To close, I want to paraphrase a new friend and colleague that I would never have met had it not been for an education course. In response to the frustration of the call for support for the humanities while killing education he wrote, 
"we need to redefine the scope of education to include the values and ideals that the president mentioned in defining liberal arts and humanities. it's the soul of the university --it's how we transform an elitist institution into something relevant to people across the state and the world. it's also how we connect every school, college and department in cornell." 

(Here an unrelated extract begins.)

Issue #81, opened 2024-02-22
Scalable UI for full screen


cmr624:
Is it possible to make the UI elements scaleable, so it remains its same size as in the default viewport (not full screen), when scaled up? the options menu, and hotbar are pretty unusable at full screen.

Exactly. Let us begin that work. We're meeting tonight with those who are wanting to be involved in the conversation about the future of education here at Cornell. We're meeting tonight at 5:00pm in 231 Warren Hall. Please come and invite others. You can find out more information at http://cornelleducation.info. If you're not able to make it tonight, we're going to begin a community conversation about the future of education at Cornell on Tuesday evening at 5:00pm in 360 Warren Hall. The image below is the flyer we're passing around with the hope that we might have a truly inclusive conservation about education. With this in mind, please encourage and invite those outside of the field of education to participate. We want and need many voices. For too long we've all stayed insular in our work. We can no longer afford to do so. 
Click to enlarge.
We are a truly great university. Let us enliven the spirit of collegiality and collaboration. Let us be a "whole" in a way that draws from our diverse strengths to contribute to the work addressing some of the most pressing problems facing humanity and our time. If we want to be one of the best universities in the world, let us prove it through the meaningful work that changes the world for the better by being contributors to that work rather than dominating it because we feel we have the answers and others simply need to listen to us. Problems such as sustainability are multifaceted. They aren't only technical. There are political, social, and ethical dimensions that must be considered. We all need to be part of this work, including those who study education.